Trotz der Übermacht an Konkurrenzveranstaltungen schafften es doch einige ZuhörerInnen in das Cafe Amadeus, wo ich fast eine ganze Stunde lang aus „Fütter mich“ vorgelesen habe – die längste Lesung am Stück, die es daraus bis jetzt gab. Mit einer Kamera direkt vor meiner Nase las es sich anfangs etwas seltsam, aber das ging vorüber. Trotz der geringen Quantität hatte ich eine qualitativ hochwertige Zuhörerrunde, die sich auch nicht gleich auflöst sondern noch an der Bar hängen blieb. Am Heimweg – quasi – war ich noch kurz im Museumquartier und hab dort ein Punschhäferl geklaut (nein, natürlich die 2 Euro dafür gezahlt).

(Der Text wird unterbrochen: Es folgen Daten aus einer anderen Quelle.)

PR #476, opened 2022-02-19
:new::telescope: `LinkedQueue` `equals` and Tests

jameshughes89:
### What
Equals and tests for `LinkedQueue`

### Why
Consistency 

### Testing
Yes. 

### Additional Notes
This assumes the other PRs are good. If they change, this will change.

### DIFF
--- a/src/main/java/LinkedQueue.java
+++ b/src/main/java/LinkedQueue.java
@@ -1,4 +1,5 @@
 import java.util.NoSuchElementException;
+import java.util.Objects;
 
 public class LinkedQueue<T> implements Queue<T> {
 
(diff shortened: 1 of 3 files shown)


src/main/java/LinkedQueue.java
```diff
@@ -77,6 +78,35 @@ public String toString() {
...
+        }
+        return false;
+    }
+
+    @Override
+    public int hashCode() {
+        int hash = Objects.hashCode(size);
+        Node<?> current = front;
+        while (current != null) {
+            hash += Objects.hashCode(current.getData());
```
twentylemon, line 104: I'm not sure if you're being lazy with hashcodes as I think I've mentioned this a few times, but this is not the ideal way to create a hashcode. Simply adding components will create a lot of hash collisions.

You should also be multiplying the existing hash by a prime number. See [String#hashCode](https://github.com/openjdk/jdk/blob/master/src/java.base/share/classes/java/lang/StringUTF16.java#L414-L421) for an example. The shift causes very similar objects to have very different hashcodes.

twentylemon (approved):

PR #482, opened 2022-02-23
🆕 Add Download Links to the Thorough Tests

jameshughes89:
### What
Add download links to the thorough versions of the tests for the stacks and queues. 

### Why
For their reference. I like the idea of keeping the simpler ones in as a starting point for them. 

### Where
End of each topic's respective page. Note that the `ArrayStack` had no download to the tests originally since it was included in the aside, but I opted to add download links to the main page too.

### DIFF
--- a/src/site/topic11.rst
+++ b/src/site/topic11.rst
@@ -200,7 +200,7 @@ For next time
 
 * Download and play with the :download:`LinkedQueue <../main/java/LinkedQueue.java>` code
 * Download and run the :download:`LinkedQueueTest <../test/java/LinkedQueueTest.java>` tests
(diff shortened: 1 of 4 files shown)


src/site/topic11.rst
```diff
@@ -200,6 +200,7 @@ For next time
 
 * Download and play with the :download:`LinkedQueue <../main/java/LinkedQueue.java>` code
 * Download and run the :download:`LinkedQueueTest <../test/java/LinkedQueueTest.java>` tests
+    * Or the more thorough tests found in :download:`LinkedQueueThoroughTest <../test/java/LinkedQueueTest.java>`
```
twentylemon, line 203: Links are wrong. Occurs in all places.

twentylemon (changes requested):

twentylemon (approved):

PR #484, opened 2022-02-28
🎓 Asn3 Move project files into course content

jameshughes89:
### What
Move over the asn3 project stuff to the course content. This code has been modified to eliminate solutions and rework paths and whatnot.


twentylemon (approved):
There's probably a way to do this so you're not duplicating the maze and such, like copying common files into the directories that get zipped up as part of the build. Not a huge deal, would just save some effort when maze etc get changed.

PR #497, opened 2022-03-01
🎓 Asn3 Part 3 Priority Queue

jameshughes89:
### What
Explain the priority queue part of the assignment. 

### How
I broke it down into subsections that I think will help make this part more bite-size.

### DIFF
--- a/src/site/asn3.rst
+++ b/src/site/asn3.rst
@@ -119,8 +119,10 @@ Notes About Your Implementation
     * Or have your enqueue always append to the end (:math:`O(1)`) and do a linear search for the most important priority on the dequeue (:math:`O(n)`)?
     * I suggest you go with the former --- have the enqueue find the correct spot to add the element, and have the dequeue simply remove from the front
 * I provided an already complete ``equals`` and ``hashCode`` method for the ``LinkedPriorityQueue``
+    * Leave these alone
     * Equals can be very difficult to write for collections, and this will help with testing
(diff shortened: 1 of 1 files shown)


src/site/asn3.rst
```diff
@@ -99,6 +99,59 @@ Part 2 --- Run Unit Tests
...
+    * Leave this alone
+
+
+Implementing the Class
+----------------------
+
+In order to complete the ``LinkedPriorityQueue``, you will need write a constructor and implement all the required methods:
+    * ``void enqueue(T element, int priority)``
+    * ``void enqueue(T element)``
+        * Just make this one call the other ``enqueue`` with ``Integer.MAX_VALUE``
```
twentylemon, line 134: If you're telling them how to do it, maybe provide the implementation.

src/site/asn3.rst
```diff
@@ -99,6 +99,59 @@ Part 2 --- Run Unit Tests
...
+    * ``T dequeue()``
+    * ``T front()``
+    * ``int size()``
+    * ``boolean isEmpty()``
+
+* You will also need to write a ``String toString()`` method for the class
```
twentylemon, line 140: Need, or should? I imagine this is a should for their own testing purposes.

twentylemon (approved):

src/site/asn3.rst
jameshughes89: I opted to remove the suggestion. Given the stage of the semester, I'd like them to think of what is a reasonable implementation.

PR #498, opened 2022-03-01
🎓  Asn3 Part 4 A Star

jameshughes89:
### What
Give details on how to go about writing the `AStarMazeSolver`. 

### Why
I want them to figure much of this out on their own, but I give enough details that they should feel comfortable starting. 

### Additional Notes
I originally included the private methods I wrote as I thought it may help give them ideas, but I feared they would get too focused on those private methods and get stuck into a certain way of thinking.

### DIFF
--- a/src/site/asn3.rst
+++ b/src/site/asn3.rst
@@ -136,7 +136,11 @@ The general idea is this
     * Repeat
 
 
-
+* You'll need a way to keep track of the number of steps it took to get to a given cell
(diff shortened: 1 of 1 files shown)


twentylemon (approved):
I'm was a little concerned that the assignment would become more about A* than the queue structure. I think with how it's laid how here though, it should be fairly straightforward. Bookkeeping will likely be the hardest part for A* specifically.

PR #501, opened 2022-03-01
🆕 Asn3 Change Assignment Name

jameshughes89:
### What
Chance assignment name from "Using Artificial Intelligence" -> "A Better Path is Also a Path"

### Why
It's more in line with assignment 2's title

### DIFF
--- a/src/site/asn3.rst
+++ b/src/site/asn3.rst
@@ -1,6 +1,6 @@
-*********************************************************
-Assignment #3: Maze Solver: Using Artificial Intelligence
-*********************************************************
+********************************************************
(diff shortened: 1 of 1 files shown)


src/site/asn3.rst
```diff
@@ -1,6 +1,6 @@
-*********************************************************
-Assignment #3: Maze Solver: Using Artificial Intelligence
-*********************************************************
+********************************************************
+Assignment #3: Maze Solver: A Better Path is Also a Path
```
twentylemon, line 2: Because good enough is never good enough

twentylemon (approved):

Issue #479, opened 2022-02-20
💄 🔭 Use `literalinclude` rst directive


jameshughes89:
### What 
Looks like, instead of copy/pasting code into an rst file, [you can reference an actual chunk of code from another file](https://www.sphinx-doc.org/en/master/usage/restructuredtext/directives.html#directive-literalinclude), like maybe the actual `.java` file. **However**, it's not clear how great this would be with java vs python.

This may seem more good than it is at this stage as there are some deliberate differences between the code in the rst files and the actual code. Either way, this is something for futur consideration.

### Why
I can see this helping with consistency. 

### Where
Everywhere. Including cs101 too.

jameshughes89:
This has been addressed through the various updated to the course content for the Winter 2023 year. As of now, however, this is not fully resolved.

It is expected if all the code is cleaned up in the Winter 2023 semester, this issue can be closed.

jameshughes89:
[Upon some reading](https://www.sphinx-doc.org/en/master/usage/restructuredtext/directives.html#directive-literalinclude), the way this is being done can be improved:
1. `:lineno-match:` will start the line numbers matching the line numbers in the file. Currently it's hardcoded, which is a problem (see 2). 
2. `:begin-at:`, `:begin-after:`, and `:end-before:` to not have to hard code the line numbers. Currently the problem is, if any of the code in the actual java files moves around, all the literal-includes break since they will then reference the wrong lines. Unfortunately, the docs makes it seem like there isn't a nice way to say end at a close brace or something.

jameshughes89:
![image](https://user-images.githubusercontent.com/1328048/212204725-8776358a-73aa-4c4f-b0d0-b9f1f15157e2.png)

![image](https://user-images.githubusercontent.com/1328048/212204758-332e0bcd-ce1b-40cb-9fff-548619e4be85.png)

![image](https://user-images.githubusercontent.com/1328048/212204782-0cf0fe2b-16f8-459f-a331-930daf8eb6ef.png)

![image](https://user-images.githubusercontent.com/1328048/212204874-ae512fb5-a5ed-4d27-81d7-6659b7b644f2.png)

jameshughes89:
> Unfortunately, the docs makes it seem like there isn't a nice way to say end at a close brace or something.

Nvm

> If start-after is given as a string option, only lines that follow the first line containing that string are included. If end-before is given as a string option, only lines that precede the first lines containing that string are included. 

[...]

PR #533, opened 2022-03-08
💄 Topic8 Playing Code Download

jameshughes89:
### Related Issues or PRs
Related to #77 
Related to #479

### What
Make the playing code downloadable. Also make use of `:literalinclude:` 

### Why
- It's better to just be able to download it. 
- `literalinclude` will defo help with consistency going forward

### Testing
Built local

### Additional Notes
I added line numbers back in. Originally they were cut to make for easy copy/paste, but I like being able to reference line numbers when talking about stuff.

### DIFF
--- a/src/main/java/PlayingLinkedStack.java
+++ b/src/main/java/PlayingLinkedStack.java
@@ -1,0 +1,68 @@
+import java.util.NoSuchElementException;
+
+public class PlayingLinkedStack {
+    public static void main(String[] args) {
+        // Create a LinkedStack
+        Stack<Integer> myStack = new LinkedStack<>();
+
+        // Check stack is empty
+        System.out.println(myStack.size());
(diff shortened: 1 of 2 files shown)


src/main/java/PlayingLinkedStack.java
```diff
@@ -0,0 +1,68 @@
+import java.util.NoSuchElementException;
+
+public class PlayingLinkedStack {
```
twentylemon, line 3: Insanely minor, it's pretty typical to put playing code into a `playground` package.

twentylemon (approved):

src/main/java/PlayingLinkedStack.java
jameshughes89: The only reason I'm not is I worry about the students downloading it and the package throwing them off.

Diese Woche habe ich auch den ersten Coverentwurf für die geplante Anthologie gesehen und ich lüge nicht, wenn ich sage: Das wird ein Blickfang im Regal. Aber nicht auf der Höhe von Kindern aufstellen, das würde sie wohl ärger verstören.

Dann heute noch eine Nachricht in meiner Mailbox, hier ein kurzer Auszug davon: „Hab zwar gut verhandelt (zu Beginn wollten sie 4000 € für eine Veröffentlichung von mir, im Endeffekt musste ich dann nur 30 Exemplare von meinem Buch kaufen), aber irgendwie hatte das von Anfang an einen sehr unseriösen Touch für mich.“ Das tut mir beim Lesen weh. Ich werde dem netten jungen Herren mal zurück schreiben, dass das nicht nur einen Touch weit unseriös ist…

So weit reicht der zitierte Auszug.